# Scrim Painting Issue :(



## Pixie (Apr 5, 2009)

Ok, I have browsed all the previous forums on painting a scrim and couldn't find anything to help me with the issue i have.
My technical director painted a scrim with brown paper underneath with the design drawn on it. it worked great.. until we went to pull it off. The brown paper has stuck in some parts. 
What is the best way, and easiest/quickest to get the paper off of the back?
Also, for the future... what can be used instead of brown paper to have the image drawn on to transfer over to the scrim. The paper helped absorb the access paint, but obviously absorbed too much and got stuck 
Thanks


----------



## icewolf08 (Apr 6, 2009)

Really, the most effective way to paint scrims is by spraying. As we have done a bunch of painted scrim work this season and last, I have seen it done quite a few times. The caveat being that we have a full size vertical paint frame and an amazing scenic artist whom I have great respect for (it amazes me how people can take an 18" rendering and paint a 60' drop while standing four feet away from it!). In the future, the solution is to either pounce your pattern onto the scrim or to set the pattern such that it is not in contact with the scrim.


----------



## derekleffew (Apr 6, 2009)

Pixie said:


> ... what can be used instead of brown paper to have the image drawn on to transfer over to the scrim. The paper helped absorb the access paint, but obviously absorbed too much and got stuck
> Thanks


If memory serves, and it's been 25 years since I've painted a scrim, rosin paper.

The best way to remove the stuck painted brown paper is probably just the wet the back with water in a spray bottle, then peel off.


----------



## Van (Apr 6, 2009)

Gotta agreed with Derek. You're best bet is to stand the piece up and using a Hudson filled with lukewarm, water spray the back of the scrim and start peeling. It's going to be a MAJOR PITA. A very similar thing happened to me a couple of years ago with a young Scenic painter. 

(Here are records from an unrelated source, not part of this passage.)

PR #534, opened 2023-07-21
feat: add plain JSON support in FEEL deserializer

chillleader:
## Description

Introducing the full JSON support for the FEEL deserializer. With these changes it is possible for the users to provide FEEL or JSON in the fields annotated with `@FEEL`.


core/src/main/java/io/camunda/connector/impl/feel/AbstractFeelDeserializer.java
```diff
@@ -37,22 +39,23 @@ protected AbstractFeelDeserializer(FeelEngineWrapper feelEngineWrapper, boolean
...
-        return doDeserialize(value);
-      }
+    if (isFeelExpression(node.textValue()) || relaxed) {
+      return doDeserialize(node, mapper);
     }
     throw new IOException(
-        "Invalid input: expected a FEEL expression, but got '" + node + "' instead.");
+        "Invalid input: expected a FEEL expression, but got '"
+            + parser.getCodec().readTree(parser)
+            + "' instead.");
```
sbuettner, line 53: Could this leak secrets?

chillleader: Totally. Replaced it with a property name.

sbuettner (approved):

PR #539, opened 2023-07-24
Support legacy string list format.

sbuettner:
## Description

Support legacy list format from strings like: a,b,c | 1,2,3 in @FEEL annotated properties.
 
## Related issues

Required for [camunda/connectors-bundle](https://github.com/camunda/connectors-bundle/pull/926)


core/src/main/java/io/camunda/connector/impl/feel/FeelDeserializer.java
```diff
@@ -53,17 +57,49 @@ protected Object doDeserialize(JsonNode node, ObjectMapper mapper)
...
-        // string)
-        return mapper.readValue(node.textValue(), outputType);
-      } catch (IOException e) {
-        // ignore, this is just a string, we will take care of it below
+      var textValue = node.textValue();
+      if (outputType.isCollectionLikeType()
+          && outputType.hasContentType()
+          && !textValue.trim().startsWith("[")) {
+        // Support legacy list like formats like: a,b,c | 1,2,3
+        if (outputType.getContentType().hasRawClass(Long.class)) {
```
chillleader, line 65: nit: do we also need e.g. integers here? I assume it's ok to just support longs, since this is a legacy format.

chillleader (approved):
LGTM

core/src/main/java/io/camunda/connector/impl/feel/FeelDeserializer.java
sbuettner: Good point, will add support.

sbuettner: Added support

chillleader (approved):

PR #540, opened 2023-07-24
feat: test context API improvements

chillleader:
## Description

Improvements in `OutboundConnectorContextBuilder` and `InboundConnectorContextBuilder` APIs. Now 3 types of property/variable assignment are supported:
  - `property(string, string)`
  - `properties(object)` (with special handling for immutable maps like `Map.of()`)
  - `properties(jsonString)`

Other changes:
- `JacksonModuleFeelFunction` has been moved to the core SDK to be available in the test contexts.
- `@FEEL` annotation moved to `io.camunda.connector.api.annotation` (annotations should be parts of API definition).
- Improved test coverage for test contexts.

## Related issues

closes #


test/src/main/java/io/camunda/connector/test/inbound/InboundConnectorContextBuilder.java
```diff
@@ -42,7 +48,14 @@ public class InboundConnectorContextBuilder {
   protected InboundConnectorResult<?> result = new MessageCorrelationResult("mockMsg", 0);
   protected ValidationProvider validationProvider;
 
-  protected ObjectMapper objectMapper = new ObjectMapper();
+  protected ObjectMapper objectMapper =
```
sbuettner, line 51: Can use a shared default for all object mapper usages? Maybe from the core?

Rosin Paper, available at almost any home improvement store, is a really great answer to this particular issue. Rosin paper, formally known in the Scenic Art community as Bogus Paper, is also available from Rose Brand, Norcostco, or your local Theatrical supplier. < it's MUCH cheaper at Home depot or Lowes however> You simply roll out the rosin paper on the floor first, use a bit of masking tape on the seams here and there, and Viola' you've got a "virtually" non-stick painting surface.
Proper layout of the scrim is also really important. Since not all of us are as lucky as SOME to have a vertical paint frame, we have to get creative. One way to do this is to lay 2x4 on it's face all the way around a drop then lightly stretch the drop, as the drop sizes it will tend to pull itself off the floor. A drop painting bridge can also be used. In one or two places on the perimeter of the drop build a small looking bridge, typically one 6" x 24"x 3/4" piece of ply wood two pieces @ 7 - 8" and one piece at 12" on top with a couple of small supports this is screwed down to the deck then the drop is stapled to it as your are tacking down the edge. You then use a squirrel cage floor fan, or whatever fan you happen to have, to blow air in, under neath the drop. This will help dry the drop and keep it separated from the floor except in the place where you are standing on it painting. 
Hmm I feel a bit of drawing coming on, Think I'll draw a bridge real quick and post it in the Wikki. 
Hope some of that helps. I know it wasn't all about scrim painting but I was on a roll.


----------



## Pixie (Apr 6, 2009)

Thanks Van. We had built a 2 X 4 frame for the scrim and did it just like you asked, minus the bridge. it worked great, except for the brown paper. I told my TD about the bogus paper. She laughed and told me she loved when her students got smarter than her. So i admitted about you guys 
Thanks so much, we're gonna look into the Rosin/Bogus Paper for next time


----------



## FatherMurphy (Apr 6, 2009)

The 'bridge and fan' tactic can be useful, but like most things, can also be overdone. A certain scenic painter of my acquaintance tried that once with far too big a fan, and the muslin drop filled with air and billowed up off the floor in an attempt at forming a hemisphere. The painter, quite impressed with this and convinced that it would now dry extra fast, went ahead with his painting, and left the fan on until all was dry. The paint, of course, locked the fabric into the hemisphere shape, and when it came time to hang the drop, there was no power on earth that was going to make it hang flat. Many and glorious were the new profanities invented by the crew as they struggled....


----------



## scenerymaker (Apr 7, 2009)

If you put a little (a few drops per gallon) hand dish washing soap (not machine detergent) in the water, it will soak into the paper MUCH better.


----------